Activity — Below are the records; copy exactly the stretch from the line containing "PR #5916, opened 2016-05-18" through the line containing "var self = this", both ends included, and nothing else.

---+---

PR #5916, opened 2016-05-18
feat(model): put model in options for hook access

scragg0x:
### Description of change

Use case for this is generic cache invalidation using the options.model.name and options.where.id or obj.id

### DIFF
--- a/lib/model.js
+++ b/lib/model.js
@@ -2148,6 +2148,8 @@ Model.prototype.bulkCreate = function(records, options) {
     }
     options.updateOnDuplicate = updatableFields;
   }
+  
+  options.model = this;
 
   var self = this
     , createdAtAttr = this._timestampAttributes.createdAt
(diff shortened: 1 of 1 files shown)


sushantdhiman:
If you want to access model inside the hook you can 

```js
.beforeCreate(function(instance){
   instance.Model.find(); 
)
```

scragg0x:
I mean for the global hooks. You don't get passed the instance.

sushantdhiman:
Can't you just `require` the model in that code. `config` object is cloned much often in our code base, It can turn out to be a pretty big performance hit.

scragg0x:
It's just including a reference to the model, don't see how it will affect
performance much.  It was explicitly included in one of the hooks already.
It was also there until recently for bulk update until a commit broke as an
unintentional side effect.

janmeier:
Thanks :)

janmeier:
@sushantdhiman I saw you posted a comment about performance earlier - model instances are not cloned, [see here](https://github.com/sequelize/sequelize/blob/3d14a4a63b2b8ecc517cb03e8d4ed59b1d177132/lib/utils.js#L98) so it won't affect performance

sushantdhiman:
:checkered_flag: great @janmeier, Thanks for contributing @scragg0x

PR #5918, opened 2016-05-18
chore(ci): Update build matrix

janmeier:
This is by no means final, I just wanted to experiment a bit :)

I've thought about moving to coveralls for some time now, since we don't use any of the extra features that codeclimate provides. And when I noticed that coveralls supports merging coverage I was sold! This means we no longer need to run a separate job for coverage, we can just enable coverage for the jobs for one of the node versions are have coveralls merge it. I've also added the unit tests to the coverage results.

---+---

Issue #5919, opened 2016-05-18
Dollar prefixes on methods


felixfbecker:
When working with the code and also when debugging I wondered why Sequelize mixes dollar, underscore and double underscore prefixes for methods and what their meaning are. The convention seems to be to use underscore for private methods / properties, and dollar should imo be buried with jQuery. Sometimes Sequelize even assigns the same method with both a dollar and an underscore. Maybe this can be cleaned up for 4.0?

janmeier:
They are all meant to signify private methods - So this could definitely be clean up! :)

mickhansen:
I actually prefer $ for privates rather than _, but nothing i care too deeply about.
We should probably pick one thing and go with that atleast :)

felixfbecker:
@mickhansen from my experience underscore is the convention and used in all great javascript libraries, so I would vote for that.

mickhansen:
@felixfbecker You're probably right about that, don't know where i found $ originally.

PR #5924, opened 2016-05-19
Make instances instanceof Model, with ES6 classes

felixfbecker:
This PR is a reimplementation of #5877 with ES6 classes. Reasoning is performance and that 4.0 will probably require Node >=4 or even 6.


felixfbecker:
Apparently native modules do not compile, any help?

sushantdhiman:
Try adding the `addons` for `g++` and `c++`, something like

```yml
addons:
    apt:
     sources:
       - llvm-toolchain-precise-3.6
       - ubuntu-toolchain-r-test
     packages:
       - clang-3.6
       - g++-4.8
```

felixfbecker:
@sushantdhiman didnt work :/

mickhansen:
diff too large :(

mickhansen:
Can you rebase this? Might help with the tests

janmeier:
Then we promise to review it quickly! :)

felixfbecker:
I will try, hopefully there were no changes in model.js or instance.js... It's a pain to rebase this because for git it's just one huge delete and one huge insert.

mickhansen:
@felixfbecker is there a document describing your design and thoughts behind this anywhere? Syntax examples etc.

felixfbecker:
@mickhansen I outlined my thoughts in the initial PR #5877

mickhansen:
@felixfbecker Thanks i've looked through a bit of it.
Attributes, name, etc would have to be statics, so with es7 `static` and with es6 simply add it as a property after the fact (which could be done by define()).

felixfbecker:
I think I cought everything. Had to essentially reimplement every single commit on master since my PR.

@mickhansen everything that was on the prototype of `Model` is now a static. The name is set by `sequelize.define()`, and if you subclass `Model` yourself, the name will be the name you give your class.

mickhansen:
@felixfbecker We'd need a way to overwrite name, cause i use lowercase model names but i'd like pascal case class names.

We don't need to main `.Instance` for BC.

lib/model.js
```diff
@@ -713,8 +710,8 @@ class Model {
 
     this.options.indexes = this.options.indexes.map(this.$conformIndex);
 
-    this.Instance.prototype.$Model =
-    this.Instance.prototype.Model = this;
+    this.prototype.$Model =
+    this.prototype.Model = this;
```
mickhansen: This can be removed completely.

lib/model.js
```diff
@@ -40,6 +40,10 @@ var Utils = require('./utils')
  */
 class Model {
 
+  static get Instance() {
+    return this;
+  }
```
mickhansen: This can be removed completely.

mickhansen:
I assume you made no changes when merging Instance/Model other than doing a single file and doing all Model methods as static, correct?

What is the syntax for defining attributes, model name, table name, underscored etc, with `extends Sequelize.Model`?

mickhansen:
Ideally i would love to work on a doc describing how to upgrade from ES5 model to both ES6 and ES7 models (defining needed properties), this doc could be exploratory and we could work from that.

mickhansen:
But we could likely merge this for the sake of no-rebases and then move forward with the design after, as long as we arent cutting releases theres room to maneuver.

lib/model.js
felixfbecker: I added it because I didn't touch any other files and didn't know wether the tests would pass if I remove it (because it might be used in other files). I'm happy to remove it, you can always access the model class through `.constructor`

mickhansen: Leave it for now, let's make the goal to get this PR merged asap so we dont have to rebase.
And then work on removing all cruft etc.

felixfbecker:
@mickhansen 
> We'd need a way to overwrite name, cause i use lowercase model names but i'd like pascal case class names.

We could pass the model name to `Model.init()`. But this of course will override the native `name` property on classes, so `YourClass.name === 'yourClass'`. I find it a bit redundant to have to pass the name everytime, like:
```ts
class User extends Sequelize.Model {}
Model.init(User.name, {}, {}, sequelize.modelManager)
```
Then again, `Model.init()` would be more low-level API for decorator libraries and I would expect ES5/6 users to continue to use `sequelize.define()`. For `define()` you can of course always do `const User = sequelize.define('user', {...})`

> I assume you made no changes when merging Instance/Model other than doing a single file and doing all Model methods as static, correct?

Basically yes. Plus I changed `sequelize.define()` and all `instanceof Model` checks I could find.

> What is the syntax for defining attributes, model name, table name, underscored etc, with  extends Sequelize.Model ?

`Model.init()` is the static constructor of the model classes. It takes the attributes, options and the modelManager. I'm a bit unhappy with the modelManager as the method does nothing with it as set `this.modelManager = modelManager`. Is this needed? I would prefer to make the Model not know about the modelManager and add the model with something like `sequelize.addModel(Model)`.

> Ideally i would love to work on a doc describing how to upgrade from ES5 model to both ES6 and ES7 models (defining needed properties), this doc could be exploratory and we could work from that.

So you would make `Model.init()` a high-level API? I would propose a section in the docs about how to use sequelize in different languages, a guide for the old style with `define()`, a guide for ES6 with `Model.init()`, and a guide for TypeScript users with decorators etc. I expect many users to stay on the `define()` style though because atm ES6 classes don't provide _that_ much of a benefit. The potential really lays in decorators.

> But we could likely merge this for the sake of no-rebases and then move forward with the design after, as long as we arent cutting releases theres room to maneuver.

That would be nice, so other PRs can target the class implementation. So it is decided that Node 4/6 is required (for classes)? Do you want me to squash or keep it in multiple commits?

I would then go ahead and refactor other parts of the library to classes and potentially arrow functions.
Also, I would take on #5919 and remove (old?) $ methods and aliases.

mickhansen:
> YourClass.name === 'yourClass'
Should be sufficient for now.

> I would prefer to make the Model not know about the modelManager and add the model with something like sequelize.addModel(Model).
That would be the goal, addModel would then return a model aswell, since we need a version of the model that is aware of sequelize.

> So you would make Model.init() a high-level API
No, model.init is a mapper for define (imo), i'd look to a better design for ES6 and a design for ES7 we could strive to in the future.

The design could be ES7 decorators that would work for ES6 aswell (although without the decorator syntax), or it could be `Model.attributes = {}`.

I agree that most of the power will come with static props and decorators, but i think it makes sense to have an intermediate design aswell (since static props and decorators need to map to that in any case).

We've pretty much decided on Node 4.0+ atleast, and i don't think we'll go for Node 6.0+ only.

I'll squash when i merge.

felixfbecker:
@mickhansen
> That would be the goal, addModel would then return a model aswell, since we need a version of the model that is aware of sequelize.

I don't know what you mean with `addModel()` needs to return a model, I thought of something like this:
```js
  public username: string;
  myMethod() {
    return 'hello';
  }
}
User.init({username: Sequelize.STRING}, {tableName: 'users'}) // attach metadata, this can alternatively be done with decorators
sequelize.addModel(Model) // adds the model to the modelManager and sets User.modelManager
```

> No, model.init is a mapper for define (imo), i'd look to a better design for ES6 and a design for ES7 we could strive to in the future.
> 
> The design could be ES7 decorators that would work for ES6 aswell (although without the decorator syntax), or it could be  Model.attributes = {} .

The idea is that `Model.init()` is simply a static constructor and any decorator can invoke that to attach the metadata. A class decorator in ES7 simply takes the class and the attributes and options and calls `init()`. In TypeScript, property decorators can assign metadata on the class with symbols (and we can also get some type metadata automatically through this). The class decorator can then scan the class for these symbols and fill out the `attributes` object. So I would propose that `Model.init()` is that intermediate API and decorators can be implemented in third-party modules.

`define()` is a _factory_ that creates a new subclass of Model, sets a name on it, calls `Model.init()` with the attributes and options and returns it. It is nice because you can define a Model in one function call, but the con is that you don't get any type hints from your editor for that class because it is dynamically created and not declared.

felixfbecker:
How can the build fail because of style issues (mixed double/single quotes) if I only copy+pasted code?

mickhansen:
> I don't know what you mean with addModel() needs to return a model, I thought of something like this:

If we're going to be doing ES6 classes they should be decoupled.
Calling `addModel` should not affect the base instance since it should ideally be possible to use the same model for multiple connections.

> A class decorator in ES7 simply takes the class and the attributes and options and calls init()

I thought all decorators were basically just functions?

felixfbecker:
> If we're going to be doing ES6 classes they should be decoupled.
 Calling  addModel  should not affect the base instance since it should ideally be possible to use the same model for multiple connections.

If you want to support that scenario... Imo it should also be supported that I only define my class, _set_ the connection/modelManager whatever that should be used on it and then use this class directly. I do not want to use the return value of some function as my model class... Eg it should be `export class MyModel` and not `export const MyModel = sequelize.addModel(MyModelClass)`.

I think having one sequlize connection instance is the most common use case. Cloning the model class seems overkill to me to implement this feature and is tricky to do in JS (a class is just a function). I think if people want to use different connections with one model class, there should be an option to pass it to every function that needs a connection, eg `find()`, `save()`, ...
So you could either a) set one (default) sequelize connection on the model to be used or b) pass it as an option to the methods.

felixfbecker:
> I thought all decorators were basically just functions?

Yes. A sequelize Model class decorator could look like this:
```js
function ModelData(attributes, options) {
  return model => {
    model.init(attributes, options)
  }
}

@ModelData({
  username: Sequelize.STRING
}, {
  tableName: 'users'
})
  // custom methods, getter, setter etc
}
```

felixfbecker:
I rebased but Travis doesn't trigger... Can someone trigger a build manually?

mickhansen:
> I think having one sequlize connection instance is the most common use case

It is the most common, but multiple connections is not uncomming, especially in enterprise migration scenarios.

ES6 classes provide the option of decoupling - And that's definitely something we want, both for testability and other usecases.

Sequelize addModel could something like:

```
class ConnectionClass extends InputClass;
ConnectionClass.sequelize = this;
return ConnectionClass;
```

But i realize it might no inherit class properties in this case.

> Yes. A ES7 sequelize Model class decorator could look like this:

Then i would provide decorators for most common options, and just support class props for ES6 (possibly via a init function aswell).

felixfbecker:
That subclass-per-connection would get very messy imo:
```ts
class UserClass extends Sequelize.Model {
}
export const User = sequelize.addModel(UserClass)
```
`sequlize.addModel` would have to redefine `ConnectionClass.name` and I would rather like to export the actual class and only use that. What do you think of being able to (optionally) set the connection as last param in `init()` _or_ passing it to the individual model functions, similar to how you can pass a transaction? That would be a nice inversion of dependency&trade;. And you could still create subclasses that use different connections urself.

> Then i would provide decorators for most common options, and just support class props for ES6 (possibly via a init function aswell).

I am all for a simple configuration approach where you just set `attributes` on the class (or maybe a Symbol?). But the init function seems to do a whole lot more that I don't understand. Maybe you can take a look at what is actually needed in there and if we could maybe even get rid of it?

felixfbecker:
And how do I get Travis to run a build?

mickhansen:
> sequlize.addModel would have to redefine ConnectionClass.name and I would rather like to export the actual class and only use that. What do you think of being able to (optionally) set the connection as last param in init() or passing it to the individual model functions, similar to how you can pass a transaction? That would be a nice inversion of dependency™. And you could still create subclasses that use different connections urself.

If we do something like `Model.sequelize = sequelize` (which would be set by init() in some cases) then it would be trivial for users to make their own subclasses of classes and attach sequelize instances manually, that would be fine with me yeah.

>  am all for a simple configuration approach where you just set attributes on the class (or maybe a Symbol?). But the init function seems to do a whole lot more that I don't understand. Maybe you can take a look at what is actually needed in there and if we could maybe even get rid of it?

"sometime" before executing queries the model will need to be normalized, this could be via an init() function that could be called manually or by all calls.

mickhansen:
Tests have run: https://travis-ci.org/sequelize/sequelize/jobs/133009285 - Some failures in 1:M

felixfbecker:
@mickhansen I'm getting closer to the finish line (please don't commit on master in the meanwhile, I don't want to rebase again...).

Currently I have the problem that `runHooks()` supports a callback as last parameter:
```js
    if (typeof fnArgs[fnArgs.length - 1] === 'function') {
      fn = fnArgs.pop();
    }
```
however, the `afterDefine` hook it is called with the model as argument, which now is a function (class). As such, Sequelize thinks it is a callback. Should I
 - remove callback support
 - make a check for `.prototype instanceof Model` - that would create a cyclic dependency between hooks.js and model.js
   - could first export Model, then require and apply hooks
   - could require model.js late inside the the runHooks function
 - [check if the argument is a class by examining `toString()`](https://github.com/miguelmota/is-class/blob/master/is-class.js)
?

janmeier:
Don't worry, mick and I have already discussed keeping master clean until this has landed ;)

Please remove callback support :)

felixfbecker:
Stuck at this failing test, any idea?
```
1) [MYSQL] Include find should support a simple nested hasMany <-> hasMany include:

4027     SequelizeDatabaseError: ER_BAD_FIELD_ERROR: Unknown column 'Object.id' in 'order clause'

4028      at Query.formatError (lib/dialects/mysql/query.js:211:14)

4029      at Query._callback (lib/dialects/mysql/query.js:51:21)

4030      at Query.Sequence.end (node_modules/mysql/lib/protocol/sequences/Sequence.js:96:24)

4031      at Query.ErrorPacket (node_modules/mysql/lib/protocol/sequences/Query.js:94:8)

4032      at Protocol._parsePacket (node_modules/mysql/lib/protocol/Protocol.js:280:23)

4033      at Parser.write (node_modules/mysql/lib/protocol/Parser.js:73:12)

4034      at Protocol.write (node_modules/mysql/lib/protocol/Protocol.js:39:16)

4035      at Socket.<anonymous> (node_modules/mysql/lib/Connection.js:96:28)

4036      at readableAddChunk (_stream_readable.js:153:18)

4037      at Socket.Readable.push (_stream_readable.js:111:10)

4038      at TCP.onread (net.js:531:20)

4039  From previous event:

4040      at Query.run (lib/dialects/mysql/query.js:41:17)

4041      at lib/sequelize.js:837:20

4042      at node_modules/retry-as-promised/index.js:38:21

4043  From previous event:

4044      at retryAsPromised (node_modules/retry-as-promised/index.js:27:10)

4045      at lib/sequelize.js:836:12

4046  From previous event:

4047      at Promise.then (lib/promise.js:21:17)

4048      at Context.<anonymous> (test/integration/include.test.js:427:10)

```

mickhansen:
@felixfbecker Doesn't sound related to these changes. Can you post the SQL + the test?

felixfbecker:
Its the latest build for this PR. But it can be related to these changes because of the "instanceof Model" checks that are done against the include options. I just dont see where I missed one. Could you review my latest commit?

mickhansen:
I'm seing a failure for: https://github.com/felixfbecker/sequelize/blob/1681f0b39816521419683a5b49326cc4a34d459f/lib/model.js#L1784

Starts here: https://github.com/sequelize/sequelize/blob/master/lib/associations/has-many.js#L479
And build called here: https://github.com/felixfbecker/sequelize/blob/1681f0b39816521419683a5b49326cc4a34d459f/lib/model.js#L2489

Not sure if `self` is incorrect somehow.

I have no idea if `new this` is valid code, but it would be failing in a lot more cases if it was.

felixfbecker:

---+---

Answer section —
PR #5916, opened 2016-05-18
feat(model): put model in options for hook access

scragg0x:
### Description of change

Use case for this is generic cache invalidation using the options.model.name and options.where.id or obj.id

### DIFF
--- a/lib/model.js
+++ b/lib/model.js
@@ -2148,6 +2148,8 @@ Model.prototype.bulkCreate = function(records, options) {
     }
     options.updateOnDuplicate = updatableFields;
   }
+  
+  options.model = this;
 
   var self = this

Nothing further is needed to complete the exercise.